# Study material
◇ ◇ ◇
PR #5048, opened 2026-08-25
test(cache): remove kernel-dependent unaligned O_DIRECT test case

kislaykishore:
### Description
- Removed the kernel-dependent `writer offset not multiple of 4096` subtest from `Test_CopyUsingMemoryAlignedBuffer` in `internal/cache/util/util_test.go`. On modern Linux kernels (Linux 6.1+, including Ubuntu 24.04), `O_DIRECT` writes at unaligned offsets are supported (or handled via buffered fallback) by the kernel and do not fail with `EINVAL`, causing the test to fail.
- Updated GitHub workflows (`ci.yml` and `flake-detector.yml`) to run on `ubuntu-latest` instead of pinning to `ubuntu-22.04`.

Fixes b/496763741

### Testing details
1. Manual - Ran `make build` and verified clean compilation, formatting, and linting.
2. Unit tests - Ran `go test -v -race -count=1 ./internal/cache/...` with all tests passing.
3. Integration tests - NA

N/A

### DIFF
--- a/.github/workflows/ci.yml
+++ b/.github/workflows/ci.yml
@@ -59,7 +59,7 @@ jobs:
 
   linux-tests:
     needs: filter
-    runs-on: ubuntu-22.04
+    runs-on: ubuntu-latest
     timeout-minutes: 25
 
     steps:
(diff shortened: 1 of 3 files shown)


abhishek10004 (approved):
LGTM

PR #5052, opened 2026-08-26
fix: backport cherry-picks and remediate dependency CVEs on v3.11.3

### LINKED ISSUE #5018: Windowed listings can poison the stat cache and cause false `ENOENT` for existing implicit directories

kislaykishore:
### Description

This PR backports critical fixes and upgrades vulnerable Go dependencies for the `v3.11.3_release` branch:

1. **Backport PR #5025** (cherry-pick commit `26e67a0ed7b31e5a1b5ec0671507a8be62a9fddb` / upstream `0ce7ebc30e6729912422b08315b0f86dd52ef102`):
   - `fix(caching)`: only cache negative entries from authoritative listings.
   - Prevents empty windowed or paginated object listings from creating a negative stat-cache entry for an entire implicit-directory prefix, preventing transient `ENOENT` errors.

2. **Backport PR #4993** (cherry-pick commit `ad2543347280d0496024e59453f70c337665e82c` / upstream `2b2f0573ecaefc67bd188799766f3cadf3bc76c6`):
   - `fix(storage)`: enforce single attempt retryer on DirectPath verification handle.
   - Sets `Retryer(storage.WithMaxAttempts(1))` directly on `bucketHandle` to avoid 15-second internal SDK retries per attempt when the backend returns `UNAVAILABLE`.

3. **Backport PR #5027** (cherry-pick commit `450646ca2399f6875b0cf1bf5768424b93dde72e` / upstream `7b39292788a42c304802366ec3b822f6cf634ce1`):
   - `feat(grpc)`: bypass DirectPath connectivity check for rapid buckets.
   - Skips DirectPath check when mounting rapid/pirlo buckets while preserving checks for standard buckets.

4. **Dependency CVE Vulnerability Remediation** (commit `9e34ef5e25a7280eb3d147b7119697946517c84b`):
   - Upgraded direct and transitive Go dependencies to remediate vulnerabilities reported by `govulncheck`:
     - `google.golang.org/grpc`: updated to safe version v1.82.1.
     - `golang.org/x/text`: updated to safe version v0.39.0.
     - `golang.org/x/net`: updated to safe version v0.56.0.
     - `golang.org/x/crypto`: updated to safe transitive version v0.53.0 via `go mod tidy`.
     - Updated Go toolchain to Go 1.26.6 in `go.mod` and `.go-version`.

- Fixes #5018 (PR #5025)
- https://b.corp.google.com/issues/542608390 (PR #4993)
- Rapid bucket DirectPath check bypass (PR #5027)

### Testing details

1. **Manual**:
   - Verified clean compilation with `go build ./...`.
   - Audited vulnerability status with `govulncheck ./...` showing 0 reachable vulnerabilities.
2. **Unit tests**:
   - Executed repository standard test suite per `Makefile:67-68`:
◇ ◇ ◇
Every line in the records that holds the word "buckets" should be copied into the answer.

   - `feat(grpc)`: bypass DirectPath connectivity check for rapid buckets.
   - Skips DirectPath check when mounting rapid/pirlo buckets while preserving checks for standard buckets.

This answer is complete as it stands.